_EXERCISE REQUIREMENTS_: Find the word "nextProps" in the records and copy every line where it occurs.

..........

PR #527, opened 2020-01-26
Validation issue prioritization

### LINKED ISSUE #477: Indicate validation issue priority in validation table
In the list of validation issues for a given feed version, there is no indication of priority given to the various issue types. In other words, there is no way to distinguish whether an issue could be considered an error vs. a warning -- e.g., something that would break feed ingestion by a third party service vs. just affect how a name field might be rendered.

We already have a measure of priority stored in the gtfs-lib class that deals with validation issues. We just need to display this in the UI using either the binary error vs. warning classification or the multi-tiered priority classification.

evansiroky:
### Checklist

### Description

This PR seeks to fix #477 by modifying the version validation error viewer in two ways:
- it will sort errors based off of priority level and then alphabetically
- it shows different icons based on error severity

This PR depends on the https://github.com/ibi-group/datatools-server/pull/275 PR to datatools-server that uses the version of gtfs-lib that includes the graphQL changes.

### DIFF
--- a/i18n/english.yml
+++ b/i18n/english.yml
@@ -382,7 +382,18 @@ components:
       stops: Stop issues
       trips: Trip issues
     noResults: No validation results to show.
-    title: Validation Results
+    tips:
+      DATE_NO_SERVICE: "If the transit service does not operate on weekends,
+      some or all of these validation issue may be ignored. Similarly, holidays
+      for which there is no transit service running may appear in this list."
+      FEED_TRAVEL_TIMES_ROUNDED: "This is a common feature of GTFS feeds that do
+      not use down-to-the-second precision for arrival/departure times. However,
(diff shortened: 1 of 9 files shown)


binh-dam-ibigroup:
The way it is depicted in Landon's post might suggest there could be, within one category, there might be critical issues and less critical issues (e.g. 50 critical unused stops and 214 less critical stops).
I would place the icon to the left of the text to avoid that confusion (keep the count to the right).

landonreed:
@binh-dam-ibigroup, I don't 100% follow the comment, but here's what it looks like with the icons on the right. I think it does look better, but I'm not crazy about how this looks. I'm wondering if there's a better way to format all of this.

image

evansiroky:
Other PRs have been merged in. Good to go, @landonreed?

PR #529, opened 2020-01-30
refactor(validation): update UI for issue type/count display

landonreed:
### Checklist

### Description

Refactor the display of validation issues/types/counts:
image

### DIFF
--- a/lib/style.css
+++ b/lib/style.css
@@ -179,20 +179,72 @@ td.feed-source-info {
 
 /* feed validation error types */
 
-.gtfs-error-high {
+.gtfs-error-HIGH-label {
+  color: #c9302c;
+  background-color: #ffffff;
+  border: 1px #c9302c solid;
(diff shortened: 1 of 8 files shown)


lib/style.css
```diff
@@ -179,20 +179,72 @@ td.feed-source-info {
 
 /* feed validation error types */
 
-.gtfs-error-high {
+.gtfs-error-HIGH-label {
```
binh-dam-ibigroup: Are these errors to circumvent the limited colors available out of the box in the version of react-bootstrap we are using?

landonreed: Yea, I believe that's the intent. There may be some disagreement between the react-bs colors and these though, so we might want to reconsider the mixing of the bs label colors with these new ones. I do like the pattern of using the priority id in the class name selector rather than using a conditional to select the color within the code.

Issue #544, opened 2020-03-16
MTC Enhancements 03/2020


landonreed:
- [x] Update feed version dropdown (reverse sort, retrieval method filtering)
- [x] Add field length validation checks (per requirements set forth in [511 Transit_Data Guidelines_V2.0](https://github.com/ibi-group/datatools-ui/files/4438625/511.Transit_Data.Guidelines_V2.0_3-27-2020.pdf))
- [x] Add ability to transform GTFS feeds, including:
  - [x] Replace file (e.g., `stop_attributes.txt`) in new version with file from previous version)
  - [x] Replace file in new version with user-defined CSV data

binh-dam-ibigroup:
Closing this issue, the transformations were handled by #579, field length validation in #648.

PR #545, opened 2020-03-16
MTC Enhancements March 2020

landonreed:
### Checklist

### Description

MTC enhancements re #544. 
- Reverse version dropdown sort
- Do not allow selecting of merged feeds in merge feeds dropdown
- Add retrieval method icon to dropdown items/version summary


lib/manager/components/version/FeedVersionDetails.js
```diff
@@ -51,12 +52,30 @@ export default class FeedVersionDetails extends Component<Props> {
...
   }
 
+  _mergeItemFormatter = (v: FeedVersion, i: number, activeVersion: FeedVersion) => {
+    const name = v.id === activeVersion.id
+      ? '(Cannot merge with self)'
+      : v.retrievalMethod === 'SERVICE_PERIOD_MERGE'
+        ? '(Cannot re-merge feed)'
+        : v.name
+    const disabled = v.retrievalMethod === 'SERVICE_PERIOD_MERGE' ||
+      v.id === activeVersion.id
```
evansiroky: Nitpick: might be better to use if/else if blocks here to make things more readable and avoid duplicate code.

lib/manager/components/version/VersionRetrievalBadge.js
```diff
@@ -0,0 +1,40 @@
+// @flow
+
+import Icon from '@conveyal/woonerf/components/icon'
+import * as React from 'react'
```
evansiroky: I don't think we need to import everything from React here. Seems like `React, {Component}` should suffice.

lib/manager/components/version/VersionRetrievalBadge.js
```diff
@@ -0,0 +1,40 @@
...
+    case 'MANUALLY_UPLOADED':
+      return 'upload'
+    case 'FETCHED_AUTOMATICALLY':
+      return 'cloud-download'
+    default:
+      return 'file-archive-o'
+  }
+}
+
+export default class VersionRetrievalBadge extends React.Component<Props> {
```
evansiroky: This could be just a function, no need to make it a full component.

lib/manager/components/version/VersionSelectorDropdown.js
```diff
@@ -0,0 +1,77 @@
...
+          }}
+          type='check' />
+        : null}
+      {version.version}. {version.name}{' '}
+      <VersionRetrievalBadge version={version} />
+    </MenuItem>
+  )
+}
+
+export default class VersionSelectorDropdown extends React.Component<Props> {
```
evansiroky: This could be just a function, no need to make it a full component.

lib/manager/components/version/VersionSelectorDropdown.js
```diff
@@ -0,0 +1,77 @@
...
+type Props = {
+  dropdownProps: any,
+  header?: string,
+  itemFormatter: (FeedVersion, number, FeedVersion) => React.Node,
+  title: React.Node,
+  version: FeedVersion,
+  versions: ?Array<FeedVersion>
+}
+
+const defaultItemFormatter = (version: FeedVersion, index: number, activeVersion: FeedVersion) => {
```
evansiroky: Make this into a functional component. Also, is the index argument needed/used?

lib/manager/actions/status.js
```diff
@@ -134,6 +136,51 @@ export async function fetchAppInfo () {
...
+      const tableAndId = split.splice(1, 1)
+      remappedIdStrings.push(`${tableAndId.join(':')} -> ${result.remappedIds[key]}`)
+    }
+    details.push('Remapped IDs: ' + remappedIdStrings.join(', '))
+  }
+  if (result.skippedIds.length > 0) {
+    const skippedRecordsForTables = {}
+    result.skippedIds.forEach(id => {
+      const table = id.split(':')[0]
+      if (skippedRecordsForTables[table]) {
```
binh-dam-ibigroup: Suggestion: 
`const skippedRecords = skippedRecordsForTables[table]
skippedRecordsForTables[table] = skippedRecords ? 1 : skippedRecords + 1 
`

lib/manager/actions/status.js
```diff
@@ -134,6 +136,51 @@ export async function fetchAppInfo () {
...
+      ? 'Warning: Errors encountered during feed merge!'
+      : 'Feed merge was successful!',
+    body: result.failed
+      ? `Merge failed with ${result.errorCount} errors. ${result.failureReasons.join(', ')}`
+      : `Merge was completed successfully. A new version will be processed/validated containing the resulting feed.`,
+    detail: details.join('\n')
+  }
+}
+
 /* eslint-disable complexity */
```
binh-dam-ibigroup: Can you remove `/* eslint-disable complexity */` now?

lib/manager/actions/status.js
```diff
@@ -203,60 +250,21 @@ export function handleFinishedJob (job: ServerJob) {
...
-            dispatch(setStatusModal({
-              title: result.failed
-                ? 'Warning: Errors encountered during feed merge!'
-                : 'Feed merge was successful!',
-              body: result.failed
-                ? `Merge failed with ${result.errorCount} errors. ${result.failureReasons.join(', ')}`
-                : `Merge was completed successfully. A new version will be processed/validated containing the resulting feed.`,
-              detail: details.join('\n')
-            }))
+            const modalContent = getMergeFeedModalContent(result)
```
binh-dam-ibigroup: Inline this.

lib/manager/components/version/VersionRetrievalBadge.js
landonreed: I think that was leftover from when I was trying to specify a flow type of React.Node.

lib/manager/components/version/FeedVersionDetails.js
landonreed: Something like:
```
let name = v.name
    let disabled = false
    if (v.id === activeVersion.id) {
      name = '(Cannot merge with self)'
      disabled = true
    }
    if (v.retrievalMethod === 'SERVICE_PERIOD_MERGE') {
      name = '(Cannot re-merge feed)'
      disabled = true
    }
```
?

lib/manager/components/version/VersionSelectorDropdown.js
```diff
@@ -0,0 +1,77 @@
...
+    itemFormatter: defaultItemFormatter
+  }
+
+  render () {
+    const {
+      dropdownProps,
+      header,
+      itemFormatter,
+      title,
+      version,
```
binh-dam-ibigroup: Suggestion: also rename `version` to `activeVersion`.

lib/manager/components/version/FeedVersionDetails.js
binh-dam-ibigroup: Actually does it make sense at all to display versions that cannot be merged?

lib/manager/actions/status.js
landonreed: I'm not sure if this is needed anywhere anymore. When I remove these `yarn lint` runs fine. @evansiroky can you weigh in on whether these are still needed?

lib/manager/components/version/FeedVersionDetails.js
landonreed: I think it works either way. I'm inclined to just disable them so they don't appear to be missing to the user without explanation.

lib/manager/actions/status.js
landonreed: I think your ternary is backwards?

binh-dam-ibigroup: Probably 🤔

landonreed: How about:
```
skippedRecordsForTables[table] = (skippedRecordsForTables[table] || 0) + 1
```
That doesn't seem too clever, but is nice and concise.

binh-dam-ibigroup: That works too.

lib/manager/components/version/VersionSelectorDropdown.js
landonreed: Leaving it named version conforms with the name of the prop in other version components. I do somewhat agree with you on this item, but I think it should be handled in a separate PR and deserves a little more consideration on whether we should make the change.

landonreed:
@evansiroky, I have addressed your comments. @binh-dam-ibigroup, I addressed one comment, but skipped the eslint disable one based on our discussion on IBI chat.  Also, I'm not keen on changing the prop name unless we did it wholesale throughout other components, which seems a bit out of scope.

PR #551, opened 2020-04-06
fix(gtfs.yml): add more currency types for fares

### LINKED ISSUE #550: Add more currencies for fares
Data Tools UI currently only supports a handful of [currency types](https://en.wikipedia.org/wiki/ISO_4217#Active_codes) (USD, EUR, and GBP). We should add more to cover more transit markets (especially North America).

..........

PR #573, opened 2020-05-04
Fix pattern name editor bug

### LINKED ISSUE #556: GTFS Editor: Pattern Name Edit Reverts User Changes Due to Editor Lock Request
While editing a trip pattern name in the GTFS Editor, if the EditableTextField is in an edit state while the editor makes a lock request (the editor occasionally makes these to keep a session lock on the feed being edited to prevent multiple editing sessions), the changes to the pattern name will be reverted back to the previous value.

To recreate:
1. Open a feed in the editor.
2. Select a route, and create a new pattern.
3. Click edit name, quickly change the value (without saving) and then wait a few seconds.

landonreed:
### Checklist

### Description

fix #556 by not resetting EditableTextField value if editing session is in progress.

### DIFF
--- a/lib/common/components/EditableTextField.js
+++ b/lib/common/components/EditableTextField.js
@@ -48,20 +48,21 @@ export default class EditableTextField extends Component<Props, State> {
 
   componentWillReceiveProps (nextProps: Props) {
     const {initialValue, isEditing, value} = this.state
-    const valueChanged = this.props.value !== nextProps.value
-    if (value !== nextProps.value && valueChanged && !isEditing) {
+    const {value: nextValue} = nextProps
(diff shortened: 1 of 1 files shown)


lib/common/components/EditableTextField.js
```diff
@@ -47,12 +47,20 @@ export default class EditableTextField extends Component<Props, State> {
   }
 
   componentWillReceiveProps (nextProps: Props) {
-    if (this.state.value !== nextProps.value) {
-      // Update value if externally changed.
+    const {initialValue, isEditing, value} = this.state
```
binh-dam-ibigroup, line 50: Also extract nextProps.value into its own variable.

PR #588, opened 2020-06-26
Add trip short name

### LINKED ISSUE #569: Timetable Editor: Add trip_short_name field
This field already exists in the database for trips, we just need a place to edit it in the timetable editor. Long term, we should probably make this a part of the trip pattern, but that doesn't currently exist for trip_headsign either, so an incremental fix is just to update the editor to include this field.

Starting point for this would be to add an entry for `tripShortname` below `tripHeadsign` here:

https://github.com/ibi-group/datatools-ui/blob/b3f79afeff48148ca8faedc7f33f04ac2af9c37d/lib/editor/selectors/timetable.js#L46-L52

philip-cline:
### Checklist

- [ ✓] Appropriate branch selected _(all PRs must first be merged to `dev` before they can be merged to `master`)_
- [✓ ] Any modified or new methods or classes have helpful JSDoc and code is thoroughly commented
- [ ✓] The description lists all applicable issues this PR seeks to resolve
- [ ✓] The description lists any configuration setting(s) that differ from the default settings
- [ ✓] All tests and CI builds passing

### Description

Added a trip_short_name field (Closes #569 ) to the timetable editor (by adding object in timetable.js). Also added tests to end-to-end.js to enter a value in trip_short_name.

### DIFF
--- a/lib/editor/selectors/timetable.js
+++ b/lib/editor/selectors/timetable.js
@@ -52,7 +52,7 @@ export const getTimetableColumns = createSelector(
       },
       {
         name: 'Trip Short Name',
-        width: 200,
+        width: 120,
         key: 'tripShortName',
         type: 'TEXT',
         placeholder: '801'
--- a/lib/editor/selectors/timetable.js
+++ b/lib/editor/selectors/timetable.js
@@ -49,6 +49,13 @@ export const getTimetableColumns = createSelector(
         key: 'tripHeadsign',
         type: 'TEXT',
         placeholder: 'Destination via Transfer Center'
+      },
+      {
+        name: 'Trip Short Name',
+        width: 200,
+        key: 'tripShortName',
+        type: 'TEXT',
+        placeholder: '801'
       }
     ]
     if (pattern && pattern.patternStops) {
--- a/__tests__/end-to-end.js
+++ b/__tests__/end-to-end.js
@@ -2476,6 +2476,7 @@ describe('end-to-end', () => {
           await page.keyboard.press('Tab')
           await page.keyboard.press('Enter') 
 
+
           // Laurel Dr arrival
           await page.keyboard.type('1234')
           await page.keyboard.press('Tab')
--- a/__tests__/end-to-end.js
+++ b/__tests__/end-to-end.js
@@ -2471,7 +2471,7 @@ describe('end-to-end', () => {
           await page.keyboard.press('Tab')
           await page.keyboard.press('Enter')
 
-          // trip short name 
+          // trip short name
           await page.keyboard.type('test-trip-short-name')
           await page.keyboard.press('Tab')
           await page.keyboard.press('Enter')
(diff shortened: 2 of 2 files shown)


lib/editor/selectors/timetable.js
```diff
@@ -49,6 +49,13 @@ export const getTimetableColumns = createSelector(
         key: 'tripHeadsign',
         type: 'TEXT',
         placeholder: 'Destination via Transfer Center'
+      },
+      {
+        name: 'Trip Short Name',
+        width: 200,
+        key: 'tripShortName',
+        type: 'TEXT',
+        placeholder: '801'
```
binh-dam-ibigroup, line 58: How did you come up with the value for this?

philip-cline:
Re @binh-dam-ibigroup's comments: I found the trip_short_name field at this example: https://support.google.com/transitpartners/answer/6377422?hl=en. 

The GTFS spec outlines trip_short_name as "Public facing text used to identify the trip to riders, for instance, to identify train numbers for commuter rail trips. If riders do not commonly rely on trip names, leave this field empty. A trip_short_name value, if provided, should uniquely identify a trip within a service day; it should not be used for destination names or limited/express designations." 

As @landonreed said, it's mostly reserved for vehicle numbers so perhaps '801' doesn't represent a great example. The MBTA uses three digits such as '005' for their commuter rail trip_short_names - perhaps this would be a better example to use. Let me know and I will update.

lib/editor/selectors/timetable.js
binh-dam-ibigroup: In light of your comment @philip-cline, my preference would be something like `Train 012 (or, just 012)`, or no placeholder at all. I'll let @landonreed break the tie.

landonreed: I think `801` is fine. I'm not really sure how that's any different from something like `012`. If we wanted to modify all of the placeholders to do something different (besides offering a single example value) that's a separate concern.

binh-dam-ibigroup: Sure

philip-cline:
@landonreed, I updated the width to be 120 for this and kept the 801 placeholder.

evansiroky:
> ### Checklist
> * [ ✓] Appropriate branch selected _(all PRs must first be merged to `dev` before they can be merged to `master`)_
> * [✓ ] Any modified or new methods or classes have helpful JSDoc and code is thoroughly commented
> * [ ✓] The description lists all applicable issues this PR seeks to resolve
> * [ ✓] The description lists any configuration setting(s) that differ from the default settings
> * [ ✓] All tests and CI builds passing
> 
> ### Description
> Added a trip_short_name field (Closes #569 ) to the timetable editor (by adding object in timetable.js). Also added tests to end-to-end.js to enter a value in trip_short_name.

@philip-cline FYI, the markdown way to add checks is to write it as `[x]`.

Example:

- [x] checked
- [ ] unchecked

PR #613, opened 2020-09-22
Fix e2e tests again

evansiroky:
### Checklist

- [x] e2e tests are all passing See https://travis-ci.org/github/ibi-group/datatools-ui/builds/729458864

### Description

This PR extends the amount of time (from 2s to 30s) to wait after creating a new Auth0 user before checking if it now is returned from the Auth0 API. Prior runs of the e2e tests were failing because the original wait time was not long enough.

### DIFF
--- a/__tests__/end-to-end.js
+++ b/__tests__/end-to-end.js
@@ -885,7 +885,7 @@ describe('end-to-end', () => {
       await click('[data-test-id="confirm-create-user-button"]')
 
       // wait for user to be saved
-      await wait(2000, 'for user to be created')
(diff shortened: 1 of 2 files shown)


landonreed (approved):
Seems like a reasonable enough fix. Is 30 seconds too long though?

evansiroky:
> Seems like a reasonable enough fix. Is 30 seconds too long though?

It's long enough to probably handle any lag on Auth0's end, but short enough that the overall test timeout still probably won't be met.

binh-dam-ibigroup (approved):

..........

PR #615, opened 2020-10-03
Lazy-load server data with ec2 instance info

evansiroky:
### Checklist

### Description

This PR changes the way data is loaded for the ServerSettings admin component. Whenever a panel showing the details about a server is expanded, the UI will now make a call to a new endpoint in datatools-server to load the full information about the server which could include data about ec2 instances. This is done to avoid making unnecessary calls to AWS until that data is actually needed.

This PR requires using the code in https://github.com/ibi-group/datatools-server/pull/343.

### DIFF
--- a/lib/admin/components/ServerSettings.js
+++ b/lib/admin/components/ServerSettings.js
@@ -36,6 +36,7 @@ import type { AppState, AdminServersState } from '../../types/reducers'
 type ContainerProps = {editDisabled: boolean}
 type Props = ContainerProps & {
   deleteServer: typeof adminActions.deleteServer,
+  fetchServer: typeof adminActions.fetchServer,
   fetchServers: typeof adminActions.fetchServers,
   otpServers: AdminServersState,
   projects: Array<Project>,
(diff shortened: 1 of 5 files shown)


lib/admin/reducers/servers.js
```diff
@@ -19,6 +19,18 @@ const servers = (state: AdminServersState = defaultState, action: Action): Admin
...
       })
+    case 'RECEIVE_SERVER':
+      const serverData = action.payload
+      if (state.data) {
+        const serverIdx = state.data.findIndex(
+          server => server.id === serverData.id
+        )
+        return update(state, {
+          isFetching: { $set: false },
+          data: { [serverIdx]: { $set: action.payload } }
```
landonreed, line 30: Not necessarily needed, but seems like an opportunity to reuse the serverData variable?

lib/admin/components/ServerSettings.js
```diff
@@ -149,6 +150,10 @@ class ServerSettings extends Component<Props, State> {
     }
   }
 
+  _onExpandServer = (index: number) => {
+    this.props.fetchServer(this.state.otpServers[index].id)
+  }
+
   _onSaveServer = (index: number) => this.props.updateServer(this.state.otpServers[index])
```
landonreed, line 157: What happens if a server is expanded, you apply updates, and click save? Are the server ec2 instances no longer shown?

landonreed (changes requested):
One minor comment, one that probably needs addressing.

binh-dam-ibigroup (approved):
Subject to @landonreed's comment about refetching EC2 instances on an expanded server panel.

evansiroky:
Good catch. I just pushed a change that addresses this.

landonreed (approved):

..........

_RESULT FOR THIS EXERCISE_:
   componentWillReceiveProps (nextProps: Props) {
-    const valueChanged = this.props.value !== nextProps.value
-    if (value !== nextProps.value && valueChanged && !isEditing) {
+    const {value: nextValue} = nextProps
   componentWillReceiveProps (nextProps: Props) {
-    if (this.state.value !== nextProps.value) {
binh-dam-ibigroup, line 50: Also extract nextProps.value into its own variable.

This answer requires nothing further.